Grit was well-demonstrated when Giselle bought the business a mere five months after giving birth to her daughter. (She does say that if she’d thought that part through, it might have been a tougher call.)

Giselle Gyalzen

Let’s start with instinct. The new Rare Device is located on a street corner (right next to a bus stop) in the rapidly-gentrifying area known as NOPA (North of the Panhandle). It’s not glamorous, but the area’s got the feel of a bijou version of Valencia Street, the hottest street in the hot Mission District. NOPA is up and coming, a place to discover the independent, the effortlessly cool, and the satisfyingly below the radar. Big tick in the instinct box.

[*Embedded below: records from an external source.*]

PR #10548, opened 2024-09-03
[BSD] build-serial-port

akallabeth:
* build serial port code on more platforms
* `#ifdef` linux specific code (TODO: Implement something similar for `*BSD` @VVD maybe you can help there?)


VVD:
Commit 9738fc40f30dfbcce5f1caf7b97ef960b0a7280c build fine with -DCHANNEL_SERIAL=ON on FreeBSD 14.1 amd64 without my addition patches required for 3.8.0.

akallabeth:
@VVD virtual serial ports or similar. (don´t know how that is called in BSD speek)
just connect one end to a terminal (`screen`, `putty`, `minicom`, ... pick your poison) and the other end with `FreeRDP` to another one on the remote end.
the test is type something. should show up on the remote end.

that said, it will most likely not work right now as there are a few `#ifdef __linux__` for a few pieces, did not have time to look up replacements used on `BSD` (if you know them that would be great ;))

PR #10552, opened 2024-09-04
clang tidy fix

hardening:
This PR relaxes some checks with clang-tidy to make our life easier during PR.  Each commit has the arguments to relax these checks.

### DIFF
--- a/.clang-tidy
+++ b/.clang-tidy
@@ -57,6 +57,7 @@ Checks: >
     -readability-magic-numbers,
     -readability-qualified-auto,
     -readability-uppercase-literal-suffix,
+    -readability-isolate-declaration,
     -performance-no-int-to-ptr
 WarningsAsErrors: ''
 HeaderFilterRegex: ''
--- a/.clang-tidy
+++ b/.clang-tidy
@@ -27,6 +27,7 @@ Checks: >
     -cert-env33-c,
     -clang-analyzer-security.insecureAPI.DeprecatedOrUnsafeBufferHandling,
     -clang-analyzer-valist.Uninitialized,
+    -cppcoreguidelines-init-variables,
     -cppcoreguidelines-pro-bounds-array-to-pointer-decay,
     -cppcoreguidelines-owning-memory,
     -cppcoreguidelines-avoid-do-while,


akallabeth (changes requested):
no.
both of them make life a lot easier during debugging

hardening:
I made a significant effort to argument in the commit messages pointing the numerous drawbacks of these rules:

* just a matter of taste, shall not be enforced for one rule
* produces tons of false positives, and we have tools that covers the case much better for the other 

I think it deserves more than just an authoritative "no. both of them make life a lot easier during debugging".

And clearly I'm opposed to the further PRs that would be there just to make the code comply with these questionable rules. And as a more general thought the enforced clang-tidy rules shall be discussed, as many of them are presented as so called "good practice" when it's in reality just personal preferences.

akallabeth:
> I made a significant effort to argument in the commit messages pointing the numerous drawbacks of these rules:
> 
>     * just a matter of taste, shall not be enforced for one rule
> 
>     * produces tons of false positives, and we have tools that covers the case much better for the other
no, not one false positive for this rule. (There are other checks I´m currently working through which are not well adjusted for our code, but that is not the case for these rules)

> 
> 
> I think it deserves more than just an authoritative "no. both of them make life a lot easier during debugging".
> 
please provide one valid argument to not initialize variables. (the second rule is more or less a direct consequence, one declaration per line)

> And clearly I'm opposed to the further PRs that would be there just to make the code comply with these questionable rules. And as a more general thought the enforced clang-tidy rules shall be discussed, as many of them are presented as so called "good practice" when it's in reality just personal preferences.
it is not just personal preference, it is a lot of bugs that have been eliminated due to not having uninitialized memory.
while this requires the developer to write a little bit more it makes it a lot easier to debug stuff if you can reproduce an issue without having to worry about random initialized memory.

akallabeth:
@hardening you can go through the list of current warnings https://ci.freerdp.com/job/code-quality-checker/8297/clang/ and check which ones are not really ok for our stuff.
the ones with the most occurrences are the ones that we should address (integer related stuff)

hardening:
@akallabeth I gave an example of a false positive in the commit message for clang-tidy  `-cppcoreguidelines-init-variables` with stack variable initialized directly after declaration by a function that take pointers to these variables. That's one case where systematic variable initialization is not needed.

My reproach on this rule is that the algorithm is stupid and don't do any context analysis, it's just "you have ints or bools, you must initialize them, I don't care of the context, period". And we have other checkers that have better analysis and really catch the problematic cases of potentially use before init. So let's drop `-cppcoreguidelines-init-variables`, this check has too many false positive, as it doesn't report "possible variable use before init" as you pretend, it reports a much bigger set that is "uninitialized int/bool variable at declaration" which is totally different. That second set of course includes the first problematic one, but also tons of cases where initialization is not needed. It seems like clang-tidy is not the appropriate tool to treat that case.

I'd add that the false positive have made you push tons of unneeded changes, suggest and comment unneeded initialization in PRs (for integers but also for more complex objects). That's really a lot of noise for an incomplete rule.

And I agree with you, the other rule goes with it: in a world where not always initializing variables when it's not needed is ok, you can have multiple declaration on the same line, when it stays readable.

(I also feel that the systematic initializations of variable tends to produce warning about "set but not used variables" but I must check that)

akallabeth:
@hardening that example is invalid, as there is no way you can prove that the function does what you claim ;)
that is what I´m talking about.

also, if you have `set but not used variables` then they are exactly that, aka you initialized them twice (aka declared too soon)

(but most of these are from `rdpdr` where we read data from stream but not use it)

akallabeth:
> My reproach on this rule is that the algorithm is stupid and don't do any context analysis, it's just "you have ints or bools, you must initialize them, I don't care of the context, period". And we have other checkers that have better analysis and really catch the problematic cases of potentially use before init. So let's drop `-cppcoreguidelines-init-variables`, this check has too many false positive, as it doesn't report "possible variable use before init" as you pretend, it reports a much bigger set that is "uninitialized int/bool variable at declaration" which is totally different. That second set of course includes the first problematic one, but also tons of cases where initialization is not needed. It seems like clang-tidy is not the appropriate tool to treat that case.
> 

no, the argument is this variable is declared where it is not required. If it is then it is initialized.
yes, in `C` historically you had to declare at beginning of scope, but these times are gone now for > 20 years.

so, initializing a variable boils down to:
1. The variable is declared at wrong scope -> fix by moving to correct scope
2. Variable is declared at correct scope -> you need to initialize as otherwise you get heisenbugs (we use `goto` within functions to jump to error condition exit, uninitialized there means often crashes)

not initializing to:
1. Some really critical piece of code that needs this last percent of speedup (hint: we don´t really have that, all that code is already in inline assembly)
1. too lazy to write the assignment or don´t like it -> not much we can do here, we´ll always disagree

so, no, the rule is well thought out the way it is.
benefits I already experienced:
1. More reliable debugging (no more random variable values to catch)
4. Faster to find issues in compiler warnings (clean code produces less warnings, so less to analyze after each build)

hardening:
First, you keep arguing that I would be against checks, that's the point of almost all your responses: defending doing checks (straw man argument). My position is that I'm against unnecessary checks, and we had exactly the same conversation with asserts. So please arg for the pertinence of these precise checks, not the pertinence of checks in general as I'm not against checks.

> @hardening that example is invalid, as there is no way you can prove that the function does what you claim ;) that is what I´m talking about.
> 

Well you're wrong, and the other checkers that aren't just tidiers, are able to do such context propagation. A tool that is context aware knows the modified arguments of a function and can deduce from that. We even have evidences of this in the reports of the other tools. We even have cases where the tool is able to check all the possible paths, and so detect cases with unneeded conditional initialization.

Again let's use the right tools, `clang-tidy` is not the correct tool for checking "use of var before init" case.

hardening:
> > My reproach on this rule is that the algorithm is stupid and don't do any context analysis, it's just "you have ints or bools, you must initialize them, I don't care of the context, period". And we have other checkers that have better analysis and really catch the problematic cases of potentially use before init. So let's drop `-cppcoreguidelines-init-variables`, this check has too many false positive, as it doesn't report "possible variable use before init" as you pretend, it reports a much bigger set that is "uninitialized int/bool variable at declaration" which is totally different. That second set of course includes the first problematic one, but also tons of cases where initialization is not needed. It seems like clang-tidy is not the appropriate tool to treat that case.
> 
> no, the argument is this variable is declared where it is not required. If it is then it is initialized. yes, in `C` historically you had to declare at beginning of scope, but these times are gone now for > 20 years.
> 
> so, initializing a variable boils down to:
> 
>     1. The variable is declared at wrong scope -> fix by moving to correct scope
> 
>     2. Variable is declared at correct scope -> you need to initialize as otherwise you get heisenbugs (we use `goto` within functions to jump to error condition exit, uninitialized there means often crashes)
> 

I don't understand your argument here, I perfectly understand the problem and agree with you on that. Just `clang-tidy` leads to unnecessary initializations.

> 
> not initializing to:
> 
>     1. Some really critical piece of code that needs this last percent of speedup (hint: we don´t really have that, all that code is already in inline assembly)
> 
>     2. too lazy to write the assignment or don´t like it -> not much we can do here, we´ll always disagree
> 

Well one could arg that the laziness is not willing to check if the initialization is needed or not

> 
> so, no, the rule is well thought out the way it is. benefits I already experienced:
> 
>     1. More reliable debugging (no more random variable values to catch)
> 
>     2. Faster to find issues in compiler warnings (clean code produces less warnings, so less to analyze after each build)

Well, for the PR I've seen, there's probably less that 5% of real fixes and so 95% of "noise", so that doesn't bring that much reliability (these 5% that were caught by smarter tools anyway). If compilers produce false positive let's just silent these warnings and rely on more effective tools that will not force us to do mechanical but unnecessary inits.

PR #10554, opened 2024-09-04
Tidy silence

akallabeth:


libfreerdp/crypto/tls.c
```diff
@@ -309,8 +309,22 @@ static long bio_rdp_tls_ctrl(BIO* bio, int cmd, long num, void* ptr)
...
+			{
+				union
+				{
+					void (*fkt)(const SSL*, int, int);
+					ULONG_PTR uptr;
+				} cnv;
+				cnv.fkt = SSL_get_info_callback(tls->ssl);
+				*((ULONG_PTR*)ptr) = cnv.uptr;
+				status = 1;
+			}
```
mfleisz, line 327: As discussed yesterday - just making a correct cast would have avoided the union hacking and the explanation for it (the initial cast to `ULONG_PTR` is just wrong):

`*((void**)ptr) = (void*)(uintptr_t)SSL_get_info_callback(tls->ssl);`

Works fine on gcc (trunk), clang (trunk) and msvc: https://godbolt.org/z/TaTsna4xc

Now we have a 16-liner instead of a 2-liner ...

akallabeth: @mfleisz that was the one we had with the warning yesterday. (the one where we case function pointers)
the initial cast is necessary as you can not dereference a `void*` (which is the type the argument has)

akallabeth: ok, looking at your example, the `ULONG_PTR` stuff can be replaced, true.
still requires a little explanation why we just cast around the function pointer

akallabeth: for reference, that code yielded a compiler warning `-Wbad-function-cast`, but I´ll test if the `*((void**)ptr)` stuff also fixes it

PR #10563, opened 2024-09-05
Add new transport io layer design and support custom socket.

llyzs:
The original TCPConnect/Attach will remain valid until all existing gateways are migrated, and then should become obsolete.

### DIFF
--- a/include/freerdp/transport_io.h
+++ b/include/freerdp/transport_io.h
@@ -32,6 +32,23 @@
 extern "C"
 {
 #endif
+	typedef int (*pTransportLayerRead)(void* userContext, void* data, int bytes);
+	typedef int (*pTransportLayerWrite)(void* userContext, const void* data, int bytes);
+	typedef BOOL (*pTransportLayerFkt)(void* userContext);
+	typedef BOOL (*pTransportLayerWait)(void* userContext, BOOL waitWrite, DWORD timeout);
+	typedef HANDLE (*pTransportLayerGetEvent)(void* userContext);
+
+	struct rdp_transport_layer
+	{
+		ALIGN64 void* userContext;
+		ALIGN64 pTransportLayerRead Read;
+		ALIGN64 pTransportLayerWrite Write;
+		ALIGN64 pTransportLayerFkt Close;
+		ALIGN64 pTransportLayerWait Wait;
+		ALIGN64 pTransportLayerGetEvent GetEvent;
+		UINT64 reserved[64 - 6]; /* Reserve some space for ABI compatibility */
+	};
+	typedef struct rdp_transport_layer rdpTransportLayer;
 
 	typedef int (*pTCPConnect)(rdpContext* context, rdpSettings* settings, const char* hostname,
 	                           int port, DWORD timeout);
@@ -42,6 +59,10 @@ extern "C"
 	typedef BOOL (*pTransportGetPublicKey)(rdpTransport* transport, const BYTE** data,
 	                                       DWORD* length);
 	typedef BOOL (*pTransportSetBlockingMode)(rdpTransport* transport, BOOL blocking);
+	typedef rdpTransportLayer* (*pTransportConnectLayer)(rdpTransport* transport,
+	                                                     const char* hostname, int port,
+	                                                     DWORD timeout);
+	typedef BOOL (*pTransportAttachLayer)(rdpTransport* transport, rdpTransportLayer* layer);
 
 	struct rdp_transport_io
 	{
@@ -52,10 +73,12 @@ extern "C"
 		pTransportFkt TransportDisconnect;
 		pTransportRWFkt ReadPdu;  /* Reads a whole PDU from the transport */
 		pTransportRWFkt WritePdu; /* Writes a whole PDU to the transport */
-		pTransportRead ReadBytes; /* Reads up to a requested amount of bytes from the transport */
+		pTransportRead ReadBytes; /* Reads up to a requested amount of bytes */
 		pTransportGetPublicKey GetPublicKey;
 		pTransportSetBlockingMode SetBlockingMode;
-		UINT64 reserved[54]; /* Reserve some space for ABI compatibility */
+		pTransportConnectLayer ConnectLayer;
+		pTransportAttachLayer AttachLayer;
+		UINT64 reserved[64 - 12]; /* Reserve some space for ABI compatibility */
 	};
 	typedef struct rdp_transport_io rdpTransportIo;
 
@@ -77,6 +100,9 @@ extern "C"
 	FREERDP_API SSIZE_T transport_parse_pdu(rdpTransport* transport, wStream* s, BOOL* incomplete);
 	FREERDP_API rdpContext* transport_get_context(rdpTransport* transport);
 	FREERDP_API rdpTransport* freerdp_get_transport(rdpContext* context);
+
+	FREERDP_API rdpTransportLayer* transport_layer_new(rdpTransport* transport, size_t contextSize);
+	FREERDP_API void transport_layer_free(rdpTransportLayer* layer);
 
 #ifdef __cplusplus
 }
--- a/libfreerdp/core/tcp.c
+++ b/libfreerdp/core/tcp.c
@@ -1336,3 +1336,200 @@ int freerdp_tcp_default_connect(rdpContext* context, rdpSettings* settings, cons
 
 	return sockfd;
 }
+
+struct rdp_tcp_layer
+{
+	int sockfd;
+	HANDLE hEvent;
+};
+typedef struct rdp_tcp_layer rdpTcpLayer;
+
+static int freerdp_tcp_layer_read(void* userContext, void* data, int bytes)
+{
+	if (!userContext)
+		return -1;
+	if (!data || !bytes)
+		return 0;
+
+	rdpTcpLayer* tcpLayer = (rdpTcpLayer*)userContext;
+
+	int error = 0;
+	int status = 0;
+
+	WSAResetEvent(tcpLayer->hEvent);
+	status = _recv(tcpLayer->sockfd, data, bytes, 0);
+
+	if (status > 0)
+		return status;
+
+	if (status == 0)
+		return -1; /* socket closed */
+
+	error = WSAGetLastError();
+
+	if ((error == WSAEWOULDBLOCK) || (error == WSAEINTR) || (error == WSAEINPROGRESS) ||
+	    (error == WSAEALREADY))
+	{
+		status = 0;
+	}
+	else
+	{
+		status = -1;
+	}
+
+	return status;
+}
+
+static int freerdp_tcp_layer_write(void* userContext, const void* data, int bytes)
+{
+	if (!userContext)
+		return -1;
+	if (!data || !bytes)
+		return 0;
+
+	rdpTcpLayer* tcpLayer = (rdpTcpLayer*)userContext;
+
+	int error = 0;
+	int status = 0;
+
+	status = _send(tcpLayer->sockfd, data, bytes, 0);
+
+	if (status <= 0)
+	{
+		error = WSAGetLastError();
+
+		if ((error == WSAEWOULDBLOCK) || (error == WSAEINTR) || (error == WSAEINPROGRESS) ||
+		    (error == WSAEALREADY))
+		{
+			status = 0;
+		}
+		else
+		{
+			status = -1;
+		}
+	}
+
+	return status;
+}
+
+static BOOL freerdp_tcp_layer_close(void* userContext)
+{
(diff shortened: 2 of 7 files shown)


include/freerdp/transport_io.h
```diff
@@ -42,20 +59,26 @@ extern "C"
...
-		pTransportFkt TLSAccept;
-		pTransportAttach TransportAttach;
-		pTransportFkt TransportDisconnect;
-		pTransportRWFkt ReadPdu;  /* Reads a whole PDU from the transport */
-		pTransportRWFkt WritePdu; /* Writes a whole PDU to the transport */
-		pTransportRead ReadBytes; /* Reads up to a requested amount of bytes from the transport */
-		pTransportGetPublicKey GetPublicKey;
-		pTransportSetBlockingMode SetBlockingMode;
-		UINT64 reserved[54]; /* Reserve some space for ABI compatibility */
+		ALIGN64 pTCPConnect TCPConnect;
```
akallabeth, line 69: while most likely does not change much, this alignment might break `ABI/API` for existing 3.x

akallabeth (commented):
LGTM overall, except for the `ALIGN64` 
one question though, an existing client can work with the new API without modifications? (`ABI/API` should stay that stable at least)

mfleisz (approved):
Tested under Windows 10 and Fedora 39 connecting via HTTP and legacy RPC gateway  -worked for me 👍

include/freerdp/transport_io.h
llyzs: Without the alignment it is probably already going to break on 32-bit system whenever adding new entries. I think it is better to fix it now.

llyzs:
@akallabeth I removed the alignment just in case - leave it out for next big release.

Existing clients should work unless it also has its own custom transport implementation (because the core is now calling ConnectLayer instead of TCPConnect), and this is something I don't think there is any way to keep absolutely compatible.

akallabeth:
> @akallabeth I removed the alignment just in case - leave it out for next big release.

:+1: 

> Existing clients should work unless it also has its own custom transport implementation (because the core is now calling ConnectLayer instead of TCPConnect), and this is something I don't think there is any way to keep absolutely compatible.

hmm, so the stream dump of older clients is no longer compatible?
that might pose an issue, checking that a bit more in depth

libfreerdp/core/tcp.c
```diff
@@ -1336,3 +1336,200 @@ int freerdp_tcp_default_connect(rdpContext* context, rdpSettings* settings, cons
...
+static BOOL freerdp_tcp_layer_wait(void* userContext, BOOL waitWrite, DWORD timeout)
+{
+	if (!userContext)
+		return FALSE;
+
+	rdpTcpLayer* tcpLayer = (rdpTcpLayer*)userContext;
+
+	int status = -1;
+	int sockfd = tcpLayer->sockfd;
+#ifdef WINPR_HAVE_POLL_H
```
akallabeth, line 1439: should there not already be an abstraction in `WinPR` for waiting?

libfreerdp/core/tcp.c
```diff
@@ -1336,3 +1336,200 @@ int freerdp_tcp_default_connect(rdpContext* context, rdpSettings* settings, cons
...
+}
+
+static BOOL freerdp_tcp_layer_close(void* userContext)
+{
+	if (!userContext)
+		return FALSE;
+
+	rdpTcpLayer* tcpLayer = (rdpTcpLayer*)userContext;
+
+	if (tcpLayer->sockfd >= 0)
```
akallabeth, line 1422: `WINPR_ASSERT` before dereferencing or return `NULL` after a failed check

libfreerdp/core/tcp.c
```diff
@@ -1336,3 +1336,200 @@ int freerdp_tcp_default_connect(rdpContext* context, rdpSettings* settings, cons
...
+		return -1;
+	if (!data || !bytes)
+		return 0;
+
+	rdpTcpLayer* tcpLayer = (rdpTcpLayer*)userContext;
+
+	int error = 0;
+	int status = 0;
+
+	WSAResetEvent(tcpLayer->hEvent);
```
akallabeth, line 1359: `WINPR_ASSERT` before dereferencing or return `NULL` after a failed check

libfreerdp/core/tcp.c
```diff
@@ -1336,3 +1336,200 @@ int freerdp_tcp_default_connect(rdpContext* context, rdpSettings* settings, cons
...
+		return -1;
+	if (!data || !bytes)
+		return 0;
+
+	rdpTcpLayer* tcpLayer = (rdpTcpLayer*)userContext;
+
+	int error = 0;
+	int status = 0;
+
+	status = _send(tcpLayer->sockfd, data, bytes, 0);
```
akallabeth, line 1395: `WINPR_ASSERT` before dereferencing or return `NULL` after a failed check

libfreerdp/core/tcp.c
```diff
@@ -1336,3 +1336,200 @@ int freerdp_tcp_default_connect(rdpContext* context, rdpSettings* settings, cons
...
+{
+	if (!userContext)
+		return FALSE;
+
+	rdpTcpLayer* tcpLayer = (rdpTcpLayer*)userContext;
+
+	int status = -1;
+	int sockfd = tcpLayer->sockfd;
+#ifdef WINPR_HAVE_POLL_H
+	struct pollfd pollset;
```
akallabeth, line 1440: maybe easier to initialize with `={0};` and remove the other 0 stuff later on

libfreerdp/core/tcp.c
```diff
@@ -1336,3 +1336,200 @@ int freerdp_tcp_default_connect(rdpContext* context, rdpSettings* settings, cons
...
+}
+
+static HANDLE freerdp_tcp_layer_get_event(void* userContext)
+{
+	if (!userContext)
+		return NULL;
+
+	rdpTcpLayer* tcpLayer = (rdpTcpLayer*)userContext;
+
+	return tcpLayer->hEvent;
```
akallabeth, line 1482: `WINPR_ASSERT` before dereferencing or return `NULL` after a failed check

libfreerdp/core/tcp.c
```diff
@@ -1336,3 +1336,200 @@ int freerdp_tcp_default_connect(rdpContext* context, rdpSettings* settings, cons
...
+	WINPR_ASSERT(context);
+
+	const rdpSettings* settings = context->settings;
+	WINPR_ASSERT(settings);
+
+	int sockfd = -1;
+	rdpTransportLayer* layer = NULL;
+	rdpTcpLayer* tcpLayer = NULL;
+
+	sockfd = freerdp_tcp_connect(context, hostname, port, timeout);
```
akallabeth, line 1497: move declaration here?

libfreerdp/core/tcp.c
```diff
@@ -1336,3 +1336,200 @@ int freerdp_tcp_default_connect(rdpContext* context, rdpSettings* settings, cons
...
+		goto fail;
+
+	layer->Read = freerdp_tcp_layer_read;
+	layer->Write = freerdp_tcp_layer_write;
+	layer->Close = freerdp_tcp_layer_close;
+	layer->Wait = freerdp_tcp_layer_wait;
+	layer->GetEvent = freerdp_tcp_layer_get_event;
+
+	tcpLayer = (rdpTcpLayer*)layer->userContext;
+	tcpLayer->sockfd = -1;
```
akallabeth, line 1514: `WINPR_ASSERT` before dereferencing or return `NULL` after a failed check

libfreerdp/core/transport.c
```diff
@@ -1477,6 +1480,62 @@ static BOOL transport_default_set_blocking_mode(rdpTransport* transport, BOOL bl
...
+
+	return IFCALLRESULT(FALSE, transport->io.AttachLayer, transport, layer);
+}
+
+BOOL transport_default_attach_layer(rdpTransport* transport, rdpTransportLayer* layer)
+{
+	BIO* layerBio = NULL;
+	BIO* bufferedBio = NULL;
+
+	layerBio = BIO_new(BIO_s_transport_layer());
```
akallabeth, line 1513: Declare variable directly here

libfreerdp/core/transport.c
```diff
@@ -1477,6 +1480,62 @@ static BOOL transport_default_set_blocking_mode(rdpTransport* transport, BOOL bl
...
+	if (!layerBio)
+		goto fail;
+
+	bufferedBio = BIO_new(BIO_s_buffered_socket());
```
akallabeth, line 1517: declare variable directly here

libfreerdp/core/transport.c
```diff
@@ -1809,3 +1870,191 @@ void transport_set_early_user_auth_mode(rdpTransport* transport, BOOL EUAMode)
...
+
+rdpTransportLayer* transport_layer_new(rdpTransport* transport, size_t contextSize)
+{
+	rdpTransportLayer* layer =
+	    (rdpTransportLayer*)calloc(1, sizeof(rdpTransportLayer) + contextSize);
+	if (!layer)
+		return NULL;
+
+	if (contextSize)
+		layer->userContext = layer + 1;
```
akallabeth, line 1882: maybe declare a struct at the beginning and allocate that or just allocate the usercontext separately. (makes memory checks easier if something is done out of bound)

libfreerdp/core/transport.c
```diff
@@ -1809,3 +1870,191 @@ void transport_set_early_user_auth_mode(rdpTransport* transport, BOOL EUAMode)
...
+			status = 0;
+			break;
+	}
+
+	return status;
+}
+
+static int transport_layer_bio_new(BIO* bio)
+{
+	BIO_set_flags(bio, BIO_FLAGS_SHOULD_RETRY);
```
akallabeth, line 2020: `WINPR_ASSERT` before dereferencing or return `error` after a failed check (spot unexpected arguments early on, debugging in the ssl layers is hard)

akallabeth (approved):
some nitpicking on checks, otherwise LGTM

libfreerdp/core/tcp.c
hardening: AFAICT it's not needed as the check is already done line 1385

libfreerdp/core/tcp.c
hardening: Already done line 1417

libfreerdp/core/tcp.c
hardening: We have already an abstraction for that in WinPR (https://github.com/FreeRDP/FreeRDP/blob/master/winpr/libwinpr/synch/pollset.h) but it's not exposed currently

libfreerdp/core/tcp.c
hardening: already done line 1477

libfreerdp/core/tcp.c
hardening: Check not needed the call to `transport_layer_new` guarantees that `layer->userContext` is not NULL

libfreerdp/core/transport.c
hardening: I'm perfectly ok with @llyzs 's design, just 1 alloc means easier new/free procedures.

libfreerdp/core/tcp.c
hardening: check done line 1349

hardening (approved):
LGTM.
Udp will probably make big changes in this, but that's alright for now.

libfreerdp/core/tcp.c
llyzs: The problem in WinPR is that it has a different definition (SOCKET instead of int for sockfd) and using that requires changing a lot of other existing stuff in tcp.c which I don't think is worth the trouble.

libfreerdp/core/tcp.c
llyzs: already done a null pointer check at 1417

libfreerdp/core/tcp.c
hardening: @llyzs sure and winpr pollset would be a pain to expose with a public API, as it's meant for internal use in WinPR

libfreerdp/core/transport.c
llyzs: I made the change, the memory check stuff actually makes sense.

llyzs:
@akallabeth pushed all the changes.

akallabeth (approved):
LGTM

libfreerdp/core/tcp.c
akallabeth: true, then lets leave this for now until we have a better solution ready.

When it comes to curating her store, Giselle lets those instincts rip. She hunts down sophisticated craft at the big New York and San Francisco gift shows; she haunts Renegade and the emerging Unique shows. Increasingly, she receives submissions from around the world. (That’s one of the benefits of being renowned as a champion of independent makers in a city known for its independent streak. Great people come to you, trusting you with their work.)

Little Otsu mini-store within Rare Device

As evidenced in her curation of Rare Device, Giselle seems to be a believer in the principle that small moments add magic to life. Whether it’s the small rocking votives from Pigeon Toe Ceramics (one of our perennial favorites), a breakfast express train by UK artist Reiko Kaneko, or some gorgeous little glass pebble vases by Sugihara, these objects make a corner, a desk, a home.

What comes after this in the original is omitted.